Below is a listing; repeat exactly the lines from the one containing "PR #1557, opened 2022-07-12" to the one containing "--- a/internal/generator/vector/conf_test.go", both included.

^^^^

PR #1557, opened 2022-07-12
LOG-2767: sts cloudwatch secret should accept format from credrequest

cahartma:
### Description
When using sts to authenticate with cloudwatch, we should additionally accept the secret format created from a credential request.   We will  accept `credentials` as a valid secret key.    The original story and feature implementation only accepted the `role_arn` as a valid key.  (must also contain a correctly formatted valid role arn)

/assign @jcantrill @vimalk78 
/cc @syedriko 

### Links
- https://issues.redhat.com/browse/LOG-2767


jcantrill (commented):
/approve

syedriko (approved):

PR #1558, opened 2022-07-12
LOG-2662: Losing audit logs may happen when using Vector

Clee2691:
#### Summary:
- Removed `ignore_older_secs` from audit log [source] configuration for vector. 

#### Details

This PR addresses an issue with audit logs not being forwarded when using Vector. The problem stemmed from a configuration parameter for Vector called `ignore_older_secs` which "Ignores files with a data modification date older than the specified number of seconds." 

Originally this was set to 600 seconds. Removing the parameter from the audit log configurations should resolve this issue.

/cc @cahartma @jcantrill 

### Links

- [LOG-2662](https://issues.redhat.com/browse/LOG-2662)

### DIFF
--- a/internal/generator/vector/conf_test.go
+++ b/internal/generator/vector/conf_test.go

^^^^

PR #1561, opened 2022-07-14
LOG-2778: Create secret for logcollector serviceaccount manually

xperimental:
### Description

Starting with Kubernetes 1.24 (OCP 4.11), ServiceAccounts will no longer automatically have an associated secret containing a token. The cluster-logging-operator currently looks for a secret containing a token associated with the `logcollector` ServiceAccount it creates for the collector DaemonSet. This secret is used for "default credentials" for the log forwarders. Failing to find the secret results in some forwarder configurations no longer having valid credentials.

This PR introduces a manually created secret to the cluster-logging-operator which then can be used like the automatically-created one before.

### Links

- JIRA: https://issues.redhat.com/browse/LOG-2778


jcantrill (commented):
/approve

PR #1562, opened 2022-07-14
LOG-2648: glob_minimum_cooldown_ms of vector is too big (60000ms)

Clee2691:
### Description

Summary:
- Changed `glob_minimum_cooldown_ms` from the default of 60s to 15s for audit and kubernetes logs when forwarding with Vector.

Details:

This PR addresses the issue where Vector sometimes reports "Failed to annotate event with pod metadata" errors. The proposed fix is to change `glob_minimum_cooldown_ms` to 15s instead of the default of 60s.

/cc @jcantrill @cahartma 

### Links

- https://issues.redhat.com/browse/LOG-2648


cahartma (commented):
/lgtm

^^^^

- ANSWER TO THE PROBLEM
PR #1557, opened 2022-07-12
LOG-2767: sts cloudwatch secret should accept format from credrequest

cahartma:
### Description
When using sts to authenticate with cloudwatch, we should additionally accept the secret format created from a credential request.   We will  accept `credentials` as a valid secret key.    The original story and feature implementation only accepted the `role_arn` as a valid key.  (must also contain a correctly formatted valid role arn)

/assign @jcantrill @vimalk78 
/cc @syedriko 

### Links
- https://issues.redhat.com/browse/LOG-2767


jcantrill (commented):
/approve

syedriko (approved):

PR #1558, opened 2022-07-12
LOG-2662: Losing audit logs may happen when using Vector

Clee2691:
#### Summary:
- Removed `ignore_older_secs` from audit log [source] configuration for vector. 

#### Details

This PR addresses an issue with audit logs not being forwarded when using Vector. The problem stemmed from a configuration parameter for Vector called `ignore_older_secs` which "Ignores files with a data modification date older than the specified number of seconds." 

Originally this was set to 600 seconds. Removing the parameter from the audit log configurations should resolve this issue.

/cc @cahartma @jcantrill 

### Links

- [LOG-2662](https://issues.redhat.com/browse/LOG-2662)

### DIFF
--- a/internal/generator/vector/conf_test.go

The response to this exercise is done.